The US Department of Justice (DoJ), which has won the latest round of its antitrust battle with Microsoft, said it is satisfied with the Supreme Court's decision not to take up the matter.
"We're pleased with the court's decision," the DoJ's Gina Talamona said. "We'll continue our progress in the district court."
Iowa Attorney General Tom Miller, one of the Attorneys General of the 18 states that joined with the DoJ in opposing Microsoft, said he too is pleased that the Supreme Court has declined to take up the Microsoft case and that it will proceed on the schedule set forth by Judge Kollar-Kotelly.
"We are not surprised that the Supreme Court did not take up the matter because the decision by the Court of Appeals was unanimous and very well-reasoned," said Miller in a statement.
Microsoft officials, on the other hand, said they were disappointed in the Supreme Court's refusal to hear the case, but will not lodge any more appeals for the time being.

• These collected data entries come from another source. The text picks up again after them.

PR #183, opened 2024-10-07
BUG: add env label to prod cluster alerts

anish-mudaraddi:
env label must be prod so we know where the alerts are coming from

### DIFF
--- a/clusters/prod/management/infra-values.yaml
+++ b/clusters/prod/management/infra-values.yaml
@@ -15,7 +15,8 @@ openstack-cluster:
           values:
             defaultRules:
               additionalRuleLabels:
-                cluster: prod-management
+                cluster: management
+                env: prod
             prometheus:
               ingress:
                 hosts:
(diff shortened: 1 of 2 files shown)


clusters/prod/management/infra-values.yaml
```diff
@@ -15,7 +15,8 @@ openstack-cluster:
           values:
             defaultRules:
               additionalRuleLabels:
-                cluster: prod-management
+                cluster: management
+                env: prod
```
DavidFair, line 19: Do we need to apply the same changes to anything in `dev` or staging?

anish-mudaraddi: this is just a bug for prod - see #154 for better way of setting alerting labels (using `external_labels`)

anish-mudaraddi: I'll promote #154 changes to prod after testing on staging for a bit longer

PR #187, opened 2024-10-08
BUG: disable galaxy

anish-mudaraddi:
there's a bug with galaxy with argocd where duplicate setup jobs keep getting instantiated - looking to disable galaxy and test manually deploying galaxy to rule out if this is an application issue

Also deleting capi-addon-provider - this is a child cluster so I don't think its necessary


DavidFair (approved):

DavidFair (approved):

DavidFair:
Since these changes are going to be on dev in a dedicated branch we'll go for a single review as it's just changing the deployment
Any fixes we want to get back into `main` we'll do a two person review again

PR #190, opened 2024-10-11
Creating test cluster using Argo/CAPI

DaveW-STFC:
Configuration files to create a new test cluster under the dev env within my own scratch environment. Hopefully!


DavidFair:
Nit: can we rename it to something like `DaveW` instead of your fed ID so we don't have to map back?

anish-mudaraddi:
just be aware your cluster name will be `dev-<whatever name you give it>-cluster` - so you might want to keep it short :)

anish-mudaraddi:
you'll want to rotate the `secrets/dev/smtp-smarthost.yaml` secret to add your age key as well

RJaliliSTFC (approved):

RJaliliSTFC:
> you'll want to rotate the `secrets/dev/smtp-smarthost.yaml` secret to add your age key as well

Just need to look at this @DaveW-STFC

RJaliliSTFC (approved):

PR #192, opened 2024-10-15
MAINT: simplify alertmanager routing

anish-mudaraddi:
Simplify alertmanager routing - we only need one route - for emailing.

Just Inhibit the watchdog and infoinhibitor alerts so they don't send notifications

add a time range where emails are active - during office hours

### DIFF
--- a/charts/dev/capi-infra/values.yaml
+++ b/charts/dev/capi-infra/values.yaml
@@ -187,42 +187,43 @@ openstack-cluster:
                   smtp_require_tls: false
 
                 route:
-                  receiver: 'null'
-                  routes:
-                    - receiver: 'null'
-                      matchers:
-                      - alertname = "Watchdog"
-                    - receiver: default-receiver
-                      group_wait: 30m
-                      group_interval: 30m
-                      repeat_interval: 2d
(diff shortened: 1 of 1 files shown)


charts/dev/capi-infra/values.yaml
```diff
@@ -187,42 +187,43 @@ openstack-cluster:
...
-                      - 'alertname = InfoInhibitor'
+                    - alertname: Watchdog
+                    - alertname: InfoInhibitor
+
+                time_intervals:
+                  - name: outofoffice
+                    time_intervals:
+                      - times:
+                        - start_time: 07:00
+                          end_time: 18:00
```
meoflynn, line 219: Would this mean we don't get alerts if this time interval is out of office?

meoflynn (commented):
I just have one question about the time intervals

charts/dev/capi-infra/values.yaml
anish-mudaraddi: sorry - this is badly named - should be `officehours` instead 
we'll only get alerts when we're in office

meoflynn (approved):

PR #202, opened 2024-10-31
Update ingress IPs and DNS entries for prod clusters

DavidFair:
### Description:
Updates the ingress IPs to reflect the wildcard DNS entry Switch the existing services to start using the wildcard subdomains

### Special Notes:

---

### Submitter:

Have you:

---

### Reviewer

Have you:

### DIFF
--- a/clusters/prod/management/infra-values.yaml
+++ b/clusters/prod/management/infra-values.yaml
@@ -7,7 +7,8 @@ openstack-cluster:
           values:
             controller:
               service:
-                loadBalancerIP: "130.246.81.161"
+                # *.prod-mgmt.nubes.stfc.ac.uk
+                loadBalancerIP: "130.246.80.233"
 
     monitoring:
       kubePrometheusStack:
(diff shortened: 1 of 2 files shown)


clusters/prod/management/infra-values.yaml
```diff
@@ -7,7 +7,8 @@ openstack-cluster:
           values:
             controller:
               service:
-                loadBalancerIP: "130.246.81.161"
+                # *.prod-mgmt.nubes.stfc.ac.uk
+                loadBalancerIP: "130.246.80.233"
```
RJaliliSTFC, line 11: Why are we changing the IP here? This IP has the description 'staging'

clusters/prod/worker/infra-values.yaml
```diff
@@ -20,25 +21,25 @@ openstack-cluster:
...
               ingress:
                 hosts:
-                  - alertmanager-worker.prod.nubes.stfc.ac.uk
+                  - alertmanager.prod-worker.nubes.stfc.ac.uk
                 tls:
                   - hosts:
-                      - alertmanager-worker.prod.nubes.stfc.ac.uk
-                    secretName: tls-keypair
\ No newline at end of file
+                      - alertmanage.prod-worker.nubes.stfc.ac.uk
```
RJaliliSTFC, line 44: Mispelling?

clusters/prod/management/infra-values.yaml
DavidFair: If you `dig prod-mgmt.nubes.stfc.ac.uk` you get this IP? I suspect the description against the FIP is wrong

RJaliliSTFC (approved):

PR #213, opened 2024-11-19
MAINT: make galaxy use secrets

anish-mudaraddi:
Galaxy application now utilises sops secrets to set admin emails and IAM credentials
Added Docs for Galaxy deployment
Also I removed manila csi application as we're not using it


charts/dev/materials-galaxy/secrets-templates.yaml/materials-galaxy.yaml
RJaliliSTFC, line 1: Do you want this directory to be called secrets-templates.yaml?

charts/dev/materials-galaxy/secrets-templates.yaml/materials-galaxy.yaml
```diff
@@ -0,0 +1,35 @@
...
+    clientID: iris-iam-client-id
+    clientSecret: iris-iam-secret
+    # Create a new secret with the following command
+    # openssl rand -base64 32 | head -c 32 | base64
+    cookieSecret: "XXXXXXXXXXXXXXXX"
+  
+  # if you want to setup galaxy where only specific emails have access
+  # USE EITHER THIS OR RESTRICT BY OIDC GROUP 
+  authenticatedEmailsFile:
+    enabled: true
```
RJaliliSTFC, line 14: if this is enabled true by default, will it error if no file is provided?

clusters/dev/galaxy/materials-galaxy-values.yaml
```diff
@@ -1,16 +1,11 @@
 oauth2-proxy:
+
+
   extraArgs:
     # limit access to stfc-cloud-dev group
```
RJaliliSTFC, line 5: Comment is old now?

RJaliliSTFC (changes requested):

charts/dev/materials-galaxy/secrets-templates.yaml/materials-galaxy.yaml
anish-mudaraddi: any better names you can think of? Its just to store "an example secret" which you can copy-paste into an encrypted sops file and change the values

charts/dev/materials-galaxy/secrets-templates.yaml/materials-galaxy.yaml
anish-mudaraddi: This is just a template - so its not being used - but fair point I'll write a comment to set this to false it if you're restricting by OIDC group

charts/dev/materials-galaxy/secrets-templates.yaml/materials-galaxy.yaml
RJaliliSTFC: Comment was mostly for the .yaml part, think it'd be more clear as just "secrets-templates"

anish-mudaraddi: oh yea - typo :sweat_smile:

RJaliliSTFC (approved):

PR #220, opened 2024-11-20
Promotion of victoria metrics, Staging -> Prod

RJaliliSTFC:
### Description:

Copied app charts from staging to prod
Created new cluster files comparable to staging, changed to point to prod values
Creating a running prod version of Victoria-Metrics

---

### Submitter:

Have you:

---

### Reviewer

Have you:

### DIFF
--- a/clusters/prod/worker/apps.yaml
+++ b/clusters/prod/worker/apps.yaml
@@ -91,7 +91,10 @@ spec:
           allowEmpty: true
         syncOptions:
           - CreateNamespace=true
-
+  
+  # Clusterrole and clusterrolebinding get updated after creation by the helm chart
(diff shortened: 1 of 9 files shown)


clusters/prod/worker/apps.yaml
```diff
@@ -0,0 +1,109 @@
...
+
+      syncPolicy:
+        automated:
+          prune: true
+          selfHeal: true
+          allowEmpty: true
+        syncOptions:
+          - CreateNamespace=true
+
+  templatePatch: |
```
DavidFair, line 95: Can we comment why this is required as it's unusual?

RJaliliSTFC: @anish-mudaraddi

DavidFair (approved):

PR #231, opened 2024-12-02
ENH: Add chatops to dev

khalford:
### Description:

Add a Chart for chatops and an app in the dev worker cluster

Spokesman Jim Desler said: "We understood coming in that very few petitions for Supreme Court review are granted and had hoped that our petition was one of the few the Supreme Court could review this term."
Desler added that Microsoft will continue moving forward and will comply with the Court's order to work with the Government to settle the case.
Many industry officials said that Microsoft's appeal to the Supreme Court was a long shot, mainly because it is still in disorder in the lower courts, and that it was not a big surprise that the court refused to hear the case without any comment.
Giga Information Group analyst Rob Enderle maintained that this was expected. "Microsoft's move was to delay any action against Windows XP until they could get it out the door. With it on hardware now, it would appear their strategy was successful," he said.